*** SOURCE DATA ***

Issue #557, opened 2019-07-26
Cluster runs are paused by "Autopause" but can't be resumed


NShaforostov:
Currently, cluster runs couldn't be paused manually even if price type is "**On-demand**".
But if cluster run was launched with enabled "**Auto pause**" option, parent-run or its child-runs will be paused (when autopause conditions are satisfied, of course). In that case, user couldn't resume such paused runs and go on his work because only "**Terminate**" buttons will be available:
![1](https://user-images.githubusercontent.com/45459424/61949435-9082aa80-afb3-11e9-9cf9-ec12c744330e.png)

sidoruka:
Autopause daemon shall not handle clusters

sidoruka:
Backport to `release/0.15`

NShaforostov:
Verified. Fixed.
@SilinPavel, please backport to `release/0.15`

SilinPavel:
@NShaforostov Done.

PR #562, opened 2019-07-30
Support to not handle clusters in autopause daemon

kamyshova:
Resolves issue #557 
The pull request added a support to not handle clusters in autopause daemon

### DIFF
--- a/api/src/main/java/com/epam/pipeline/manager/cluster/performancemonitoring/ResourceMonitoringManager.java
+++ b/api/src/main/java/com/epam/pipeline/manager/cluster/performancemonitoring/ResourceMonitoringManager.java
@@ -275,7 +275,7 @@ public class ResourceMonitoringManager extends AbstractSchedulingManager {
                                                  action));
             switch (action) {
                 case PAUSE:
-                    if (run.getInstance().getSpot()) {
+                    if (run.getInstance().getSpot() || isClusterRun(run)) {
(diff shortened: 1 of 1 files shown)


api/src/main/java/com/epam/pipeline/manager/cluster/performancemonitoring/ResourceMonitoringManager.java
```diff
@@ -275,15 +275,15 @@ private void performActionOnIdleRun(PipelineRun run, IdleRunAction action, doubl
...
+                    if (run.getInstance().getSpot() || isClusterRun(run)) {
                         performNotify(run, cpuUsageRate, pipelinesToNotify);
                     } else {
                         performPause(run, cpuUsageRate);
                     }
 
                     break;
                 case PAUSE_OR_STOP:
-                    if (run.getInstance().getSpot()) {
+                    if (run.getInstance().getSpot() || isClusterRun(run)) {
```
SilinPavel: should we stop cluster here, or we shouldn't touch cluster's node at all?
f.e.
If our goal do not deal with cluster node at all we can simply do this on top of the method `processIdleRun`:
```
// filter cluster's runs
if (isClusterRun(run)) {
    return;
} 
...
...
```

SilinPavel (changes requested):

SilinPavel (approved):

Issue #549, opened 2019-07-24
GCP: Mounting bucket is failed to launched tool


kamyshova:
**Environment**: `GCP`
**Version**: `0.16.0.1916.46d7e7d065cf7db5eab314572f25e2631d124721`

A bucket with access is not mounted to launched tool and the following error appears in `MountDataStorages` task logs:

![image](https://user-images.githubusercontent.com/23356251/61791123-c55ef800-ae21-11e9-9085-c5966775bc5e.png)

sidoruka:
@kamyshova this shall work fine now, could you please recheck?

kamyshova:
@sidoruka Verified. Fixed, thanks

PR #569, opened 2019-07-31
Issue #549 install gcsfuse from public bucket

SilinPavel:
In order to solve #549 this PR introduce new way to install gcsfuse, firstly it will try to install it from public s3 bucket `s3://cloud-pipeline-oss-builds/` and only if this way failed, will try to install it from repo.

### DIFF
--- a/workflows/pipe-common/shell/install_gcsfuse
+++ b/workflows/pipe-common/shell/install_gcsfuse
@@ -77,10 +77,10 @@ if [ $? -ne 0 ]; then
     _IS_INSTALLED_FROM_PACKAGE_REPOSITORY=$?
     if [ $_IS_INSTALLED_FROM_PACKAGE_REPOSITORY -eq 0 ]; then
         echo "${_FUSE_TYPE} installed from package repository"
-        exit 0
     else
         echo "${_FUSE_TYPE} installation from package repository failed"
         exit 1
     fi
+else
+    echo "${_FUSE_TYPE} installed from local repository"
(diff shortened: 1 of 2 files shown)


workflows/pipe-common/shell/install_gcsfuse
```diff
@@ -57,6 +57,57 @@ EOF
     fi
 }
 
+function check_installed {
+      local _COMMAND_TO_CHECK=$1
+      command -v "$_COMMAND_TO_CHECK" >/dev/null 2>&1
+      return $?
+}
+
+function local_package_install {
```
sidoruka: It may make sense to move the `local_package_install` logic (and other corresponding functions) to a separate script, that can be further reused? We'll definitely perform such operations for other components

sidoruka (changes requested):
@SilinPavel can you please confirm that this functionality was tested for all the supported distros:
* Ubuntu 16
* Ubuntu 18
* Debian 9
* Centos 7

workflows/pipe-common/shell/install_gcsfuse
SilinPavel: good point

SilinPavel:
@sidoruka I checked that script works for all this distro:
-  Ubuntu 16
-  Ubuntu 18
-  Debian 9
-  Centos 7

mzueva (approved):

sidoruka (approved):

Issue #554, opened 2019-07-25
Handle resource limit errors during run resuming


mzueva:
# Background
We may hit resource limits while trying to resume previously paused run. E.g. instance type was available when run was initially launched, but at the moment of resume operation provider has no sufficient capacity for this type. In this case AWS will through an error when we try to start a stopped instance:

`We currently do not have sufficient p2.8xlarge capacity in the Availability Zone you requested
 (us-east-1a). Our system will be working on provisioning additional capacity. You can currently get p2.8xlarge capacity by not specifying an Availability Zone in your request or choosing us-east-1b, us-east-1c, us-east-1d, us-east-1e, us-east-1f. (Service: AmazonEC2; Status Code: 500; Error Code: InsufficientInstanceCapacity; Request ID: XXX)`

# Action items
1. Check how Azure and GCP work in such case
2. Check whether the same problem exists with account/subscription limits
3. Implement `InsufficientInstanceCapacity` and similar errors handling: if this error occurs during run resume, do not fail run, instead:
 - add log message for `ResumeRun` task
 - return run to `Paused` state 
 - API Client shall be notified about such an event. So that GUI shall be able to display a corresponding warning message

sidoruka:
If feasible - backport to `release/0.15`

mzueva:
@rodichenko @SilinPavel I'd suggest to add field `reason` to `RunStatus` and fill it in case of resume operation failure.

mzueva:
@rodichenko In the latest version API will return for `PipelineRun` an optional `reason` text field in list of `runStatuses`. In case of specific errors during resume operation it will contain reason for resume failure and returning back to paused state.

mzueva:
Backend part cherry-picked to release 3d64599

rodichenko:
@sidoruka @mzueva GUI part implemented. This feature backported to release/0.15 via fe6c4b5f5d59b6434098b0b9ff0d2f97e43ccf6e

rodichenko:
Warning messages are displayed at:
- **Run log** form:
![warning2](https://user-images.githubusercontent.com/5070496/62785738-ec782380-bac9-11e9-8326-8a36e4ad3d26.png)
- **Dashboard**:
![warning3](https://user-images.githubusercontent.com/5070496/62785752-f39f3180-bac9-11e9-92a5-6fc66d81ab62.png)
- **Active runs table**:
[...]

PR #584, opened 2019-08-07
issue #554 add new field reason to RunStatus

SilinPavel:
This PR adds new field to RunStatus class.
Now when resume can't be done by some reason we will fill it with massage


api/src/main/java/com/epam/pipeline/manager/notification/NotificationAspect.java
```diff
@@ -89,5 +96,13 @@ public void notifyRunStatusChanged(JoinPoint joinPoint, PipelineRun run) {
                      run.getPodId(), run.getPipelineName(), run.getVersion(), run.getStatus());
         notificationManager.notifyRunStatusChanged(run);
     }
+
+    private String getStatusReason(final PipelineRun run) {
```
mzueva: @SilinPavel Maybe we could just pass the status in `PipelineRun.stateReasonMessage`? It is also not the best solution.

mzueva (changes requested):

mzueva (approved):

Issue #397, opened 2019-06-17
Azure: Handle low-priority termination


mzueva:
Currently Azure low-priority VMs termination is not handled correctly - we just fail run with `NodeLost` error, which makes automatic restart impossible.

## Solution
Azure implementation for `CloudInstanceService.getInstanceTerminationState` shall handle `VMScaleSets` and determine whether instance is down due to low-priority termination. We also need to verify that setting appropriate status code to `instance.restart.state.reasons` will enable restart of low-priority Azure VMs.

mzueva:
Problem still remains open

mzueva:
@SilinPavel Let's try to use [VM scheduled Events](https://docs.microsoft.com/en-us/azure/virtual-machines/linux/scheduled-events) to track low priority VM eviction. Introduce a script that will run on VM, track events and in case of preemtion label corresponding node in k8s with "preemted=true" label.

PR #590, opened 2019-08-12
issue #397 New approach for Low Priority Instances with azure events service

SilinPavel:
This PR solves #397

### DIFF
--- a/scripts/autoscaling/init_multicloud.sh
+++ b/scripts/autoscaling/init_multicloud.sh
@@ -250,6 +250,10 @@ elif [[ $cloud == *"Microsoft"* ]]; then
         _CLOUD_INSTANCE_IMAGE_ID=""
     fi
     _CLOUD_PROVIDER=AZURE
+
+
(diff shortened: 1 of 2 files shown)


scripts/autoscaling/init_multicloud.sh
```diff
@@ -250,6 +250,12 @@ elif [[ $cloud == *"Microsoft"* ]]; then
         _CLOUD_INSTANCE_IMAGE_ID=""
     fi
     _CLOUD_PROVIDER=AZURE
+
+    CHECK_AZURE_EVENTS_COMMAND="curl -k -H Metadata:true http://169.254.169.254/metadata/scheduledevents?api-version=2017-11-01 2> /dev/null | grep Preempt && kubectl label node $(hostname) preempted=true --kubeconfig='/etc/kubernetes/kubelet.conf'"
```
sidoruka: Maybe add `-q` for the grep?

sidoruka: Maybe use something more unique for the label name, e.g. `cloud-pipeline/preempted` or similar? As the `preempted` is becoming a quite common wording.

sidoruka (changes requested):

scripts/autoscaling/init_multicloud.sh
```diff
@@ -250,6 +250,12 @@ elif [[ $cloud == *"Microsoft"* ]]; then
...
+
+    # run 3 cron jobs to be able to check events each 20 seconds
+    crontab -l | { cat ; echo -e "* * * * * $CHECK_AZURE_EVENTS_COMMAND \n* * * * * sleep 20 && $CHECK_AZURE_EVENTS_COMMAND \n* * * * * sleep 40 && $CHECK_AZURE_EVENTS_COMMAND" ; } | crontab -
```
sidoruka, line 257: I was thinking about this a bit more - why not to use a simple shell script with an infinite loop and a `sleep` instead of the complex `cron` configuration?
@SilinPavel do you foresee any issues with that?

SilinPavel: @sidoruka I just think that it would 100% avoid any problem between iteration run. And each time cron run will be independent of previous one.

scripts/autoscaling/init_multicloud.sh
SilinPavel: agree

SilinPavel: fixed

PR #371, opened 2023-01-19
Plugin testing: remove verifier example and instead link to verifier Getting Started guide

psiroky:
* addCliOption() and resetStreams() are deprecated in the current verifier version (2.0.0-M1)

### DIFF
--- a/content/apt/plugin-developers/plugin-testing.apt
+++ b/content/apt/plugin-developers/plugin-testing.apt
@@ -114,72 +114,9 @@ Integration/Functional testing
 
 * maven-verifier
 
- maven-verifier tests are run using JUnit or TestNG, and provide a simple class allowing you to launch Maven and assert on its log file and built artifacts.  It also provides a ResourceExtractor, which extracts a Maven project from your src/test/resources directory into a temporary working directory where you can do tricky stuff with it.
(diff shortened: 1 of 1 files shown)


content/apt/plugin-developers/plugin-testing.apt
```diff
@@ -144,16 +144,16 @@ public class TrivialMavenVerifierTest extends TestCase
...
+         * as strings, similarly as we would when calling Maven
+         * directly from command line. This is handy for things like
          * redefining the local repository if needed. In
          * this case, we use the -N flag so that Maven won't
          * recurse. We are only installing the parent pom to
          * the local repo here.
          */
-        List cliOptions = new ArrayList();
-        cliOptions.add( "-N" );
-        verifier.executeGoal( "install" );
```
psiroky, line 156: Unless I am missing something, the original code did not make much sense, because the `cliOptions` list was never used by verifier. With the newer verifier version, there is no need for a list since the method uses variable length arg).

slawekjaranowski:
I would go a step forward, general page should only contains general description about tools, and links to pages maintained by tools. 
In Verifier case we have: https://maven.apache.org/shared/maven-verifier/getting-started.html

When we change somethings in verifier I afraid that we forgot to update this site again.

psiroky:
@slawekjaranowski I removed the example and just linked the Getting Started guide. Please take another look if this looks like something you had in mind. Thanks!

PR #372, opened 2023-01-21
Fix code blocks that wrap until bottom of page.

agreedSkiing:
This fixes markdown formatting on page so that table of content linking works again.

Edit done through GitHub editor.

P.S. Markdown code blocks should end with ` ``` `. If a block ends with ` ```xml ` the parser assumes that a new code block should start.


slawekjaranowski:
@agreedSkiing Thanks, looks better

PR #378, opened 2023-02-06
Update download page

cstamas:
Now both, latest stable Maven 3.x and Maven 4.x require Java 8, make it written so. Also, current installation size for 3.9.0 is 11MB :)


cstamas:
@jorsol was faster https://github.com/apache/maven-site/pull/377

PR #382, opened 2023-02-09
[MNGSITE-507] Converted .apt documents to Markdown

slachiewicz:


kwin:
https://maven.apache.org/pom.html#packaging looks weird, pretty sure "packaging" hasn't been a headline before.

kwin:
Also https://maven.apache.org/guides/mini/guide-configuring-plugins.html has incorrect escape characters

For such a big change I would really appreciate to involve some more devs in the PR to look at that before merging.

kwin:
TOC broken in https://maven.apache.org/guides/mini/guide-configuring-plugins.html. On that page some headlines are not rendered as such ("Mapping Maps") and numbered lists are broken (https://issues.apache.org/jira/browse/DOXIA-693). Probably that affects a lot more pages.

jira-importer:
Resolve #869

PR #405, opened 2023-03-30
Remove m-pdf-plugin - no longer works with m-site-p 4.x/Doxia 2.x

slachiewicz:


pom.xml
```diff
@@ -426,11 +421,11 @@
   </reporting>
 
   <profiles>
+    <!--
```
kwin, line 424: Please remove instead of commenting out

slachiewicz: fixed

PR #406, opened 2023-03-30
Update introduction-to-the-pom.apt

gusega:
update merged elements


content/apt/guides/introduction/introduction-to-the-pom.apt
```diff
@@ -137,7 +137,9 @@ Introduction to the POM
 
  Elements in the POM that are merged are the following:
 
- * dependencies
+ * dependencies and dependencyManagement
+
+ * variables
```
slawekjaranowski, line 142: There is no such sections in pom like `variables` - do you mean `properties`?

***

[ASSIGNED TASK]: For every line of the material above that contains the word "shell", show the line.

[ANSWER TO THIS EXERCISE]:
--- a/workflows/pipe-common/shell/install_gcsfuse
+++ b/workflows/pipe-common/shell/install_gcsfuse
workflows/pipe-common/shell/install_gcsfuse
workflows/pipe-common/shell/install_gcsfuse
sidoruka, line 257: I was thinking about this a bit more - why not to use a simple shell script with an infinite loop and a `sleep` instead of the complex `cron` configuration?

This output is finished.